Whitehaven’s executive director Andy Plummer, speaking at the same conference, agreed with Hannigan’s positive assessment of rail infrastructure developments. Similarly, Whitehaven’s projected output of coal exceeds its allocation at port for a number of years.

“Our mines will be putting through more coal than we have port capacity,” Plummer said. “But that’s not a terribly bad place to be because we expect deals with other producers whose development hasn’t come on as quickly as expected, to fill the four year gap.”

In the interim, prior to the completion of T4, PWCS will accommodate the needs of producers with the expansion of current infrastructure capacity from 113 to 145mtpa.

Chief executive of the Government’s operator, Newcastle Port Corporation (NPC) Gary Webb spoke at the Gunnedah conference about the Hunter Valley Coal Export Framework (HCEF). Webb explained that the framework is a commercial agreement between the port’s commercial operators – PWCS and the Newcastle Coal Infrastructure Group – and NPC.

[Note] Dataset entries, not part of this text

PR #51, opened 2020-08-16
Add basic support for get-type methods

badcel:


firox263:
Everything looks fine to me 👍

I'm not sure whether this fits `develop` though, as the type dictionary as a concept only exists in `gobject-rewrite`, and I'd rather we didn't diverge from the typedict code (unless you want to change the typedict paradigm, then feel more than free to go ahead and merge).

Thoughts?

badcel:
I don't see how this is connected to the type dictionary? For me it is just a more complete implementation of the gir file in the `Sys` namespace. E.g. if someone else builds on top of the Sys namespace, the method would just be available.

firox263:
Fair enough. I'll go ahead and merge 👍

Under the HCEF, port operators can suspend the Common User clauses in their contracts with NPC, which force them to accept all vessels seeking access, in turn freeing them to enter into long term take or pay agreements with coal producers. Webb said “it is an historic agreement to ensure there is growth in coal export capacity and that there will be equitable long term access to that capacity.”

Webb explained that long term contracts allowed both port operators and users to invest on future developments with greater certainty. “One of the key economic considerations was if we had the long term take or pay contracts, the terminal capacity will be built. Therefore, that commitment will drive capital investment up the chain.”

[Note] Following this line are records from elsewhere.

Issue #33, opened 2020-07-02
Vala to CS example


gavr123456789:
Were there any experiments with creating an object in Vala and importing it to C#?  
Or just forecasts of how well it will work.  
  
(Also interested in Meson)

badcel:
No I did not test vala. The generator expects a gir file to generate the wrapper. The vala compiler can output a gir file so I think it should work. There could be small issues with the types, if there are some bits which are missing in the type resolver.

I want to make this project like an entrypoint for C# developers to use the GObject-Stack. Do you have a special vala library in mind which is missing in this repository?  Otherwise I think it would be great to have an example for a custom vala library, so that everybody can write a wrapper for their own library, allowing to stay in the same C# GObject type hierarchy like the rest of the projects hosted here.

If there is a need there could even be a special dotnet tool to allow the generation of bindings from arbitrary gir files. 
If the bindings generated from a vala gir file is failing for you I would consider this a bug in this project.

gavr123456789:
> If there is a need there could even be a special dotnet tool to allow the generation of bindings from arbitrary gir files.
  
Do you already have any plans for this? That would be so cool.  
  
> Do you have a special vala library in mind which is missing in this repository?   
  
No, but I just know a few GTK libraries(for example [1](https://notabug.org/grindhold/libgtkflow), [2](https://github.com/lcallarec/live-chart) [3](https://gitlab.com/doublehourglass/dnd_order_list_box)) written in Vala. You can also use Vala to write application bottlenecks(since it generates C) and there still no better language to write something for GTK.

badcel:
> Do you already have any plans for this? That would be so cool.

No, it should not be very hard. There are a lot of projects which provide their own tools. But  with the current implementation it would only generate the lower layer. I would like any contribution in this direction.

> No, but I just know a few GTK libraries(for example 1, 2 3)

I didn't know these, they are very interesting!

Next I wanted to check if I could get s.th. to work with gtk4.

badcel:
There should be some kind of `dotnet tool` support to allow 3rd party developers to create new GObject C# bindings based on top of our stack. I changed the title to make this a little bit clearer.

badcel:
Another library is https://github.com/elementary/granite from elementary os

badcel:
#1078 is a little more concrete so let's close this.

PR #52, opened 2020-08-16
Custom GObjects

badcel:
Some remarks for this implementation:

- If a System.Type has no Method `Sys.Type GetGType()` it is assumed that this type is a wrapper
- The Binding class is an example implementation. The [GBinding](https://developer.gnome.org/gobject/stable/GBinding.html) has no `_new` function. Meaning it can only be created with an existing pointer or via the construct only properties.
- I don't use a type dictionary. I'm always asking the C typesystem for information. If this does not impact the performance I prefer it, because there is less code and no duplicated type information (C vs C#)

I suppose that in most cases it is okay, to just call the base constructor without any parameters. Because after the base constructor finished the object is constructed and we can set the properties of our instance afterwards in the C# constructor.

If there are some properties which are construct only (like in GBinding) we could call the `Object(params Prop[] properties)` constructor without the need to implement this kind of constructor in a subclass.

------------------------------
Edit:

**Todo**

- Register/FromExisting split
- Remove old properties code
- Rename property descriptors (remove 'Ex')
- Move Sys.Type to GObject.Type
- Generator 
  - properties 
  - events 
  - events via property indexer
- Samples
- Test other libraries (Gtk, libhandy, etc)
- rename ConstructProp to ConstructParam as this is an actual construct in GObject used for a near-identical purpose.
- No custom code in wrapper libraries. Properly wrap `Sys.Type` + `Sys.Value` in `Core`


badcel:
Missing;
- ClassInit: Call static constructor if called from C world
- InstanceInit: Call constructor if called from C world

firox263:
I am liking this approach quite a lot more. The type registration is fundamentally the same but you've managed to bypass the typedict, which I always considered a necessessary evil.

I agree that we'd be better off not having a type dictionary if we can avoid it, since we're basically just reimplementing GType.

I might have a go at handling object lifecycles (wrapping, lifetimes, toggle refs, etc) on top of this branch to see if we can stick with this going forward.

badcel:
I would suggest you create a new branch for your lifecycle management code on top of this. In this way we can discuss the pros and cons afterwards if i have s.th. working.

I think the code in this branch could be improved. I like your style of coding / documenting, it is very easy to read and follow along. I think whatever code we decide to take over, we should work over it together.

badcel:
I updated the code to generate the core classes partially. The code is compiling but not working because I had to remove the connections to the properties. I think this could be the start of our future gir.core base.

Generator/Templates/Core/class.sbntxt
```diff
@@ -8,11 +8,11 @@ namespace {{ namespace }}
...
     public partial class {{ name }} : {{ parent }}
     {
-        internal new static GObject.Type GetGType() => new GObject.Type(Sys.{{ name }}.get_type());
+        protected internal new static GObject.Type GetGType() => new GObject.Type(Sys.{{ name }}.get_type());
         
         #region Constructors
-        protected {{ name }}(IntPtr ptr) : base(ptr) {}
-        protected {{ name }}(ConstructProp[] properties) : base(properties) {}
+        protected internal {{ name }}(IntPtr ptr) : base(ptr) {}
+        protected internal {{ name }}(ConstructProp[] properties) : base(properties) {}
```
na2axl, line 15: There is no `params` keyword for construct properties, is this intended ?

```suggestion
        protected internal {{ name }}(params ConstructProp[] properties) : base(properties) {}
```

Generator/Templates/Core/class.sbntxt
```diff
@@ -0,0 +1,18 @@
...
+using GObject;
+
+namespace {{ namespace }}
+{
+    // AUTOGENERATED FILE - DO NOT MODIFY
+    
+    [Wrapper("{{ type_name }}")]
+    public partial class {{ name }} : {{ parent }}
+    {
+        protected internal new static GObject.Type GetGType() => new GObject.Type(Sys.{{ name }}.get_type());
```
na2axl, line 11: The return type here (GObject.Type) mismatch with the one in the type system (GObject.Sys.Type)

Libs/GObject/Core/Classes/Object.TypeDictionary.cs
```diff
@@ -0,0 +1,153 @@
...
+                }
+                
+                // We are a wrapper, so register types recursively
+                Console.WriteLine("Registering Recursively");
+                System.Type baseType = type;
+                while (!Contains(baseType))
+                {
+                    Console.WriteLine(baseType.Name);
+                    var methodInfo = GetGTypeMethodInfo(baseType)!;
+                    var typeid = (ulong) methodInfo.Invoke(null, null);
```
na2axl, line 119: Got an exception here:

```log
System.InvalidCastException: Unable to cast object of type 'GObject.Type' to type 'System.UInt64'.
```

Fixed with:

```suggestion
                    var typeid = (ulong) (Type) methodInfo.Invoke(null, null);
```

After added an explicit cast to `ulong` in the `GObject.Type` struct.

Libs/GObject/Core/Classes/Object.TypeDictionary.cs
```diff
@@ -0,0 +1,153 @@
...
+                    gtype = new Sys.Type(typeid);
```
na2axl, line 120: Why cast to `ulong` and reconstruct the GType ? If we are sure that a `GetGType()` method always return a `GObject.Type`, we can simply do:

```cs
gtype = (Type) methodInfo.Invoke(null, null);
```

Generator/Templates/Core/class.sbntxt
firox263: This one is intentional. We want to either move `Sys.Type` -> `GObject.Type` or return a `ulong` directly I believe. We'll need to do this before we're ready to merge

Libs/GObject/Core/Classes/Object.TypeDictionary.cs
firox263: I remember changing this at one point, not sure why it's still like this. You're right 👍

Libs/GObject/Core/Classes/Object.TypeDictionary.cs
firox263: Yep, you're right, it should be like that. There was another step at one point which needed the typeid, I must've forgotten to refactor that out.

Generator/Templates/Core/class.sbntxt
firox263: I don't think so.

@badcel?

badcel: You are right, this was not intendet. Please add the params. Yesterday I was focused on getting it in a compileable state. I did not do any review. Thanks for having a critical lool @na2axl :+1:

Generator/Templates/Core/class.sbntxt
badcel: Yes this is correct. I would say we do not expose either `ulong` or `Sys.Type` as a Type just `GObject.Type`. Otherwise it would probably be confusing.

badcel:
@na2axl Thank you for your review :superhero: . Today I'm not going to have much time to code. It would be nice if you could take over your proposals into your PR.

Libs/GObject/Core/Classes/Object.TypeDictionary.cs
na2axl: Resolved in 0148472

Libs/GObject/Core/Classes/Object.TypeDictionary.cs
na2axl: Resolved in 0148472

badcel:
**Todo**
- Register/FromExisting split
- Remove old properties code
- Rename property descriptors (remove 'Ex')
- Move Sys.Type to GObject.Type
- Generator (properties / events / events via property indexer)
- Samples
- Test other libraries (Gtk, libhandy, etc)
-  rename ConstructProp to ConstructParam as this is an actual construct in GObject used for a near-identical purpose.

See #57 

**Register/FromExisting split**
Rescue comment from @firox263 (https://github.com/gircore/gir.core/pull/58#issuecomment-682498696)
> This would apply to both properties and signals. Since for our wrappers, we are binding to a property/signal that has already been declared by GObject/Gtk/etc, I would prefer if there was a distinction made in the intent of the function. Even if they were fundamentally the same, having 'BindExisting' (for example) and 'Register' makes it very clear what the purpose of the descriptor is. The end-user would only ever use Register as existing properties are already defined by the bindings.

>I don't think we need to have individual classes (like Property and ExistingProperty implementing IProperty). This seems like overkill to me. However it would greatly simplify property registration, so it could be an option. Perhaps all we need is a simple boolean indicating whether it is user-defined or unmanaged-defined.

na2axl:
I will continue my work on properties. So I think I will take the 3 first tasks on the To-do. Can I work directly on this branch or I have to open another PR?

badcel:
I think we should stick with PRs as it is easier to see the diferences and give feedback.

badcel:
@firox263 
>  However it would greatly simplify property registration, so it could be an option. Perhaps all we need is a simple boolean indicating whether it is user-defined or unmanaged-defined.

Why would it greatly simplify? You would need to check for each property if it is binding an existing property or not, right? If someone calls the wrong `Register` method it would even lead to completely unexpected results. I think this would be bad API design, except if the user of a subclass does not see the `BindExisting` method somehow.

My proposal would be to check the `IsSubclass` method before any class initialization happened. If `IsSubclass` is true we need to install all properties of this type (with `BindingFlags.DeclaredOnly`). Probably we would need to recurseively install the properties of all subclasses in the hierarchy. In this way the user can't make a mistake and we decide per type if we install properties, not per property.

The good thing of your proposal is that it does not need recursion what is very good.

-------------------------

New thought: There are other GTK libraries out there (https://github.com/gircore/gir.core/issues/33#issuecomment-657268057).

If someone wants to write a C# wrapper for those classes, it could be possible that the dev is wrapping and subclassing the type at the same time just to avoid the work to create an additional wrapper type. In this case my suggestion to decide per type if properties are to be installed will fail.

Beforehand I assumed that a user of our libraries will not need the `BindExisting` method, which is why i disliked it to be available. But for this usecase it is necessary. I believe that the libraries should not force a developer into some design decisions (here: create a wrapper class, otherwise it will not work). So I changed my mind while I wrote this text and agree to the suggestion of @firox263. :+1:

na2axl:
I have a question BTW, if someone want to create bindings for an existing C library, he will also need to create native functions with `DLLImport`s ? And also create a `TypeDescriptor` for his C# type ?

If these both answers are yes, so the `IsSubclass` check will also work for user code.

The difference will appear when the user will instead create a **port** not a **binding**. The port case will be mostly a complete C# rewrite of the C library, in this case the user re-create every widgets/objects in C#, so even the properties are assumed to be created from C#. The binding case is already what we are doing now, and the user will have to create a `TypeDescriptor` to say to Gir.Core: Hey, this type is coming from the C world!

I think if we follow this path the `IsSubclass` check will be enough.

badcel:
@na2axl I'm not sure, perhaps you are right. I'm just going to write done a scenario as this is quite complex:

 - There is a small GTK Library containing `MyFancyButton` written in C
 - Our C# dev wants to extend `MyFancyButton`
 - He wants to add a bool property like `PlaySoundIfClicked`
 - He creates a class `MyFancyButton2` in C# and uses the type descriptor of `MyFancyButton`
 - He wraps some properties of the `MyFancyButton` C class in `MyFancyButton2`
 - He adds the `PlaySoundIfClicked` property

Now the `PlaySoundIfClicked` is property is in the same C# class like the C wrapped propperties of `MyFancyButton`. The `PlaySoundIfClicked` property must be registered in the type system, the properties of the C class not, as he is using the type descriptor of `MyFancyButton`. 

For this to work the user would need to provide some `DLLImports` at least for the `get_type` method.

----------------------

Another thought: We could provide tooling to generate the `Sys` namespace. If this generator generates a wrapper for `MyFancyButton`, too, the dev would not use the type descriptor of `MyFancyButton` but just inherit from `MyFancyButton` and we could decide property registration per class again.

But this would force our users to take our tooling. The question would be if we want so support like manually written bindings with suboptimal code structuring (adding features to a wrapped class).

-----------------------------

I'm not totally sure about this. This is how I understood our typesystem is going to work. What do you guys think?

na2axl:
@badcel 

Yeah your example is a nice catch of use case. I think we should limit the imagination of end users, by writing somewhere, maybe in docs or in the wiki, that if the user want to add functionalities on a C class bound to C#, he have to create the C# wrapper first, use the `TypeDescriptor` on that wrapper, then create the C# subclass next, and do any fancy things he want.

Also is it possible to install properties on an object after it's initialized ? I mean, if the user bind a native GNOME library to C# using Gir.Core, the `class_init` will happen in the C world right ? In this case can Gir.Core be able to install a new property ?

firox263:
I think by being too flexible with how we let binding-authors write binding code we risk over-complicating our code. Some of our guarantees rely on classes being generated in a specific way and defining specific attributes/functions/etc. For the purposes of keeping the end-user facing API as simple as possible, I think it's reasonable to expect that binding-authors use our tooling, like @na2axl suggests:

> I think we should limit the imagination of end users, by writing somewhere, maybe in docs or in the wiki, that if the user want to add functionalities on a C class bound to C#, he have to create the C# wrapper first, use the TypeDescriptor on that wrapper, then create the C# subclass next, and do any fancy things he want on that subclass only.

---

> **na2axl:** Also is it possible to install properties on an object after it's initialized ? I mean, if the user bind a native GNOME library to C# using Gir.Core, the class_init will happen in the C world right ? In this case can Gir.Core be able to install a new property ?

I believe this is correct. As far as I know, you can't define new properties on an already registered type. For this reason, binding-authors will probably need to subclass to add new functionality anyway.

> **badcel:** We could provide tooling to generate the Sys namespace.

I agree. Referencing `gtk-rs` again, they have a two tier system which creates the `mylibrary-sys` crate (same as our `MyLibrary.Wrapper`), and a partially defined high level `mylibrary` crate (same as our `MyLibrary.Core`). I would vote for auto-generating the `Sys` and the `<Class>.Generated.cs` files, and letting the binding author then define the rest of the partial classes. That way we know external bindings will respect our guarantees.

> **badcel:** But this would force our users to take our tooling. The question would be if we want so support like manually written bindings with suboptimal code structuring (adding features to a wrapped class).

I would say flexibility for the end user is more important than flexibility for people creating bindings, so I don't think we should support suboptimal bindings or adding features to wrapped classes.

---

Quickly on having a `BindExisting/Register` separation: I mainly want there to be some kind of distinction between registering a new property and binding an existing one. If we change how the function works purely based on the type of class (wrapper vs subclass), it feels a bit arbitrary and doesn't indicate the true purpose of the function.

It could be as simple as each function just wrapping a call to the constructor, but with a runtime check for whether it is a subclass or not (e.g. If you called `Register()` from a wrapper, or vice-versa, it would throw a `NotSupportedException` so it visibly fails, rather than silently does nothing).

na2axl:
I'm ok with the `BindExisting/Register` separation. Until now I've not minded that end users will have the possibility to create wrappers, so the necessity of the separation was not clear for me. But it will definitely be more meaningful for end users. BTW, `BindExisting` is a bit too blaahh name of this function... Maybe something soft like `Resolve` ? ^^

firox263:
> BTW, BindExisting is a bit too blaahh name of this function... 

Yup. It's getting annoying even typing it 😅

Maybe `Bind()` could be an option? I also quite like `Resolve()`.

badcel:
Okay I think you guys are right:
 - We should provide good tooling to make it easy for 3rd party library authors to create their own bindings (based on our GObject / GTK packages). I agree that new classes should just be subclassed from wrapped C classes to keep the type hierarchy clean.
- I like the disctinction between Binding / Registering to clarify the developers intent.  I have one more suggestion: What about `Register()` and `Wrap()`? For me resolve sounds like it is searching for the property.

na2axl:
`Wrap` is ok to me 👍🏾

badcel:
I added the todo list to the top of this PR

badcel:
I started the work on generating the properties automatically on the branch [GenerateProperties](https://github.com/gircore/gir.core/tree/GenerateProperties). I think this will take some time as I figure out the things to get the generator to work. If there are changes how we want to create the properties it should be quite simple to adopt.

firox263:
Comments carrying over from #70:
 - We currently use `ConstructParameter` for the class name. While this is more "correct" in C# terms, maybe we should use `ConstructParam` to map with GObject's own terminology, for consistency with our generated classes (plus if we somehow generate parts of GObject, we'll probably need to do this anyway?). Thoughts?
 - Since we use `Signal<SignalArgs>` a lot, I wonder if we can create a concrete base class which assumes `SignalArgs`, and then a generic class on top for differening SignalArgs types. This is probably unnecessary, but something to think about.

We're getting really close to finishing this up, so I think with the generator improvements, we can call this done.

I've managed to get some basic struct generation working, but I'm looking into how we could improve the generator to interpret Gir data in terms of "Ordinary Structs", "Disguised Structs", "Opaque Structs" (Similar to disguised but where `introspectable=0`; not entirely sure of the difference), and "Class Structs" (for vfuncs, etc).

I'm reasonably confident we can generate GObject virtual functions and the corresponding glue code automatically.

na2axl:
Hi @firox263 thank you for the review:

- For the `ConstructParameter` name I agree to use `ConstructParam` instead if it match better the GObject naming (also, it's short 😄)
- For the `Signal<SignalArgs>` problem, I've used this in the QuickStart app just because I have not wanted to create `SignalArgs` implementations, but if we plan to generate all these implementations for each generated signal we will have a `Signal<SignalArgs>` somewhere again ?

I will rename `ConstuctParameter` to `ConstructParam` directly in this PR.

firox263:
I think the plan was to use SignalArgs (or  BasicSignalArgs, etc) for signals with an object and user data pointer, which is the default. 

We'd then only generate a TSignalArgs if the signal takes additional parameters (like TreeView, with a TreeModel).

na2axl:
Ok I see, this will simplify a lot of things because I've feared that we will generate a lot of `SignalArgs` like:

```cs
// Partial class generated only to store SignalArgs implementations of a GtkButton
partial class Button
{
    // `click` signal
    public class ClickSignalArgs : SignalArgs {}

    // `activate` signal
    public class ActivateSignalArgs: SignalArgs {}

    // etc...
}
```

So yes I agree for cases like this we can create a concrete `Signal` implementation which is just a proxy to `Signal<SignalArgs>`.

T4 was triggered under the Long Term Commercial Framework (LTCF). Under this framework, PWCS has a legal duty to provide sufficient terminal capacity to meet the required capacity of coal producers. PWCS predicts exports will grow to 200mtpa by 2020.

The T4 expansion has now been granted Major Project Facilitation status by the Department of Infrastructure and Transport to expedite development. The project’s general manager for PWCS, Lindsay Crutchsaid the pre-feasibility study is around 80% completed. He explained that the building of the project would be funded by the common user charge, which would be in the order of $1.5 – $2 billion.

Speaking at the Gunnedah Coal Conference, Crutch said PWCS has lodged a Part 3A application and begun its Environmental Assessment process which will consider the presence of sensitive fauna. The proposed T4 site, Crutch explained, contains a population of Green and Golden Bell Frogs and an internationally recognised wetland “that is a feeding area for migratory birds. The Commonwealth Government has had quite a bit of interest in that.”

Crutch said PWCS would find it difficult to stick to the timeline and ship first coal in 2015. “I don’t think you should underestimate the competition for port development resources. That includes manufacturing capacity, dredging and anything associated so keeping the time frame will be a major challenge.”